(Saved data entries)

'''

PR #469, opened 2023-08-24
Reverted PR #400, fixes to URDF importer

michalpelka:
Revert #400 using old better logic.
The #400 was used to circle navigate issue in asset processor. 
Also missing case for resolving package was added.

### DIFF
--- a/Gems/ROS2/Code/Source/RobotImporter/Utils/SourceAssetsStorage.cpp
+++ b/Gems/ROS2/Code/Source/RobotImporter/Utils/SourceAssetsStorage.cpp
@@ -291,16 +291,20 @@ namespace ROS2::Utils
         AZ::Crc32 urdfFileCrc;
         urdfFileCrc.Add(urdfFilename);
         const AZ::IO::Path urdfPath(urdfFilename);
-
+        const AZStd::string directoryNameTmp = AZStd::string::format("$tmp_%u.tmp", AZ::u32(urdfFileCrc));
         const auto directoryNameDst = AZ::IO::FixedMaxPathString::format(
             "%u_%.*s%.*s", AZ::u32(urdfFileCrc), AZ_PATH_ARG(urdfPath.Stem()), AZ_STRING_ARG(outputDirSuffix));
 
+        const AZ::IO::Path importDirectoryTmp = AZ::IO::Path(AZ::Utils::GetProjectPath()) / "Assets" / "UrdfImporter" / directoryNameTmp;
         const AZ::IO::Path importDirectoryDst = AZ::IO::Path(AZ::Utils::GetProjectPath()) / "Assets" / "UrdfImporter" / directoryNameDst;
 
+        fileIO->DestroyPath(importDirectoryTmp.c_str());
         const auto outcomeCreateDstDir = fileIO->CreatePath(importDirectoryDst.c_str());
+        const auto outcomeCreateTmpDir = fileIO->CreatePath(importDirectoryTmp.c_str());
         AZ_Error("CopyAssetForURDF", outcomeCreateDstDir, "Cannot create destination directory : %s", importDirectoryDst.c_str());
+        AZ_Error("CopyAssetForURDF", outcomeCreateTmpDir, "Cannot create temporary directory : %s", importDirectoryTmp.c_str());
 
-        if (!outcomeCreateDstDir)
+        if (!outcomeCreateDstDir || !outcomeCreateTmpDir)
         {
             return urdfAssetMap;
         }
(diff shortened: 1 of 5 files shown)


jhanca-robotecai (approved):
The code works as expected.

Screenshot from 2023-08-25 10-29-17

adamdbrw (approved):

Gems/ROS2/Code/Source/RobotImporter/Utils/SourceAssetsStorage.cpp
```diff
@@ -291,16 +291,20 @@ namespace ROS2::Utils
         AZ::Crc32 urdfFileCrc;
         urdfFileCrc.Add(urdfFilename);
         const AZ::IO::Path urdfPath(urdfFilename);
-
+        const AZStd::string directoryNameTmp = AZStd::string::format("$tmp_%u.tmp", AZ::u32(urdfFileCrc));
```
mbalfour-amzn, line 294:
```suggestion
        // By naming the temp directory '$tmp_*', the default configuration in AssetProcessorPlatformConfig.setreg will
        // exclude these files from processing.
        const AZStd::string directoryNameTmp = AZStd::string::format("$tmp_%u.tmp", AZ::u32(urdfFileCrc));
```

Gems/ROS2/Code/Source/RobotImporter/Utils/SourceAssetsStorage.cpp
```diff
@@ -318,26 +322,46 @@ namespace ROS2::Utils
...
+                            "CopyAssetForURDF",
+                            "Move %s to %s, result: %d",
+                            targetPathAssetTmp.c_str(),
+                            targetPathAssetDst.c_str(),
+                            outcomeMoveDst.GetResultCode());
+                        if (outcomeMoveDst)
+                        {
+                            copiedFiles[unresolvedUrfFileName] = targetPathAssetDst.String();
+                        }
+                    };
```
mbalfour-amzn, line 364: There might be a race condition here where the AP will start processing the first copied file before the .assetinfo file is copied, which I think would cause an initial export without the .assetinfo to occur before exporting a second time with the settings from the .assetinfo. It might be avoidable by copying the assetinfo first, and the real file second.

Gems/ROS2/Code/Source/RobotImporter/Utils/SourceAssetsStorage.cpp
```diff
@@ -291,16 +291,20 @@ namespace ROS2::Utils
...
         const auto outcomeCreateDstDir = fileIO->CreatePath(importDirectoryDst.c_str());
+        const auto outcomeCreateTmpDir = fileIO->CreatePath(importDirectoryTmp.c_str());
         AZ_Error("CopyAssetForURDF", outcomeCreateDstDir, "Cannot create destination directory : %s", importDirectoryDst.c_str());
+        AZ_Error("CopyAssetForURDF", outcomeCreateTmpDir, "Cannot create temporary directory : %s", importDirectoryTmp.c_str());
 
-        if (!outcomeCreateDstDir)
+        if (!outcomeCreateDstDir || !outcomeCreateTmpDir)
         {
             return urdfAssetMap;
         }
```
mbalfour-amzn, line 310: If either directory was created, this really ought to destroy it again before returning.

Gems/ROS2/Code/Source/RobotImporter/Utils/SourceAssetsStorage.cpp
```diff
@@ -318,26 +322,46 @@ namespace ROS2::Utils
             }
 
             AZ::IO::Path resolvedPath(resolved);
+            const bool needsVisual = visuals.contains(unresolvedUrfFileName);
             const bool needsCollider = colliders.contains(unresolvedUrfFileName);
 
             const AZStd::string pathSuffix = needsCollider ? "_collider" : "";
             const AZStd::string newFilename = resolvedPath.Stem().String() + pathSuffix + resolvedPath.Extension().String();
```
mbalfour-amzn, line 329: Now that the exported model files retain the file suffix (ex: "model.dae" -> "model.dae.azmodel"), is the pathSuffix still needed here?

Gems/ROS2/Code/Source/RobotImporter/Utils/SourceAssetsStorage.cpp
```diff
@@ -318,26 +322,46 @@ namespace ROS2::Utils
...
+
+                    if (assetInfoOk)
+                    {
+                        const auto outcomeMoveDst = fileIO->Copy(targetPathAssetTmp.c_str(), targetPathAssetDst.c_str());
+                        AZ_Printf(
+                            "CopyAssetForURDF",
+                            "Move %s to %s, result: %d",
+                            targetPathAssetTmp.c_str(),
+                            targetPathAssetDst.c_str(),
+                            outcomeMoveDst.GetResultCode());
```
lumberyard-employee-dm, line 359: Actually for speed and atomicity, it would be better to use the [FileIOBase::Rename](https://github.com/o3de/o3de/blob/development/Code/Framework/AzCore/AzCore/IO/FileIO.h#L157-L160) function here to perform the equivalent of a `mv` command on.

That way there is no danger of the AP pickup a partially cppied assetinfo file as it is being copied.

Gems/ROS2/Code/Source/RobotImporter/Utils/SourceAssetsStorage.cpp
michalpelka: Thanks, will do!

Gems/ROS2/Code/Source/RobotImporter/Utils/SourceAssetsStorage.cpp
michalpelka: Wtih recent changes to o3de path suffix is not needed anymore. happy to remove this hack.

Gems/ROS2/Code/Source/RobotImporter/Utils/SourceAssetsStorage.cpp
michalpelka: Great suggestion! Thanks!

Gems/ROS2/Code/Source/RobotImporter/Utils/SourceAssetsStorage.cpp
michalpelka: Thanks for a suggestion @mbalfour-amzn. But I have to disagree. 
Asset info is not copied, it is created in place using  `targetPathAssetInfo`.

So in the moment of creation of assetinfo:
 - the mesh file is still in the temp directory (ignored by AP)
 - `.assetinfo` is created in destination directory.

 Next step is to move (no copy as @lumberyard-employee-dm suggested) mesh file from temp directory to the destination directory.
 AP should pick up the mesh file with `assetinfo` already in place.

michalpelka: Of course 
```
CreateSceneManifest(targetPathAssetTmp.String(), targetPathAssetInfo.String(), needsCollider, needsVisual);
``` runs synchronously.

Comment (michalpelka) [reply Gems/ROS2/Code/Source/RobotImporter/Utils/SourceAssetsStorage.cpp:364]: I also found some slight possibility for a race in another place. I've added `WaitForAPAndEscalate` function.
There is a call 'GetAvailableAssetInfo' that collects some info about source assets (mainly uids). To make sure that result will be complete, I proposed a function `WaitForAPAndEscalate` that will wait for AP to start report any status on freshly moved source asset.

**Comment by michalpelka** [comment]
Thank you @lumberyard-employee-dm,  @mbalfour-amzn, @adamdbrw for your review. 
I agree with all suggestions, I've left one conversation open to discuss further race condition with @mbalfour-amzn  .

File: Gems/ROS2/Code/Source/RobotImporter/Utils/SourceAssetsStorage.cpp [hunk 6]
```diff
@@ -267,6 +267,30 @@ namespace ROS2::Utils
...
+                return result;
+            }
+        }
+        AZ_Warning(
+            "WaitForAPAndEscalate",
+            false,
+            "Cannot find job for %s, import may be incomplete or AssetProcessor is not running.",
+            relativePath.c_str());
+        return result;
+    }
```
mbalfour-amzn, line 292: Rather than calling this request bus in a tight loop, CompileAssetSync will attempt to immediately compile the asset and block until there is a result.
```
                    AzFramework::AssetSystem::AssetStatus status = AzFramework::AssetSystem::AssetStatus_Unknown;
                    AzFramework::AssetSystemRequestBus::BroadcastResult(
                        status, &AzFramework::AssetSystemRequestBus::Events::CompileAssetSync_FlushIO, relativePath);
```

Gems/ROS2/Code/Source/RobotImporter/Utils/SourceAssetsStorage.cpp
mbalfour-amzn: Sorry, I misread the logic here, thanks for the correction. You're absolutely right. 

I've got a suggestion below for how to improve WaitForAPAndEscalate though.

Gems/ROS2/Code/Source/RobotImporter/Utils/SourceAssetsStorage.cpp
michalpelka: Maybe we should consider `GetAssetStatusById_FlushIO` here?

michalpelka:
I've resolved last issue, hope PR can be approved.

mbalfour-amzn (approved):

'''

▶ _Activity_
How many of the lines above contain the string "destination"? Give the number only.

▶ _Response_
4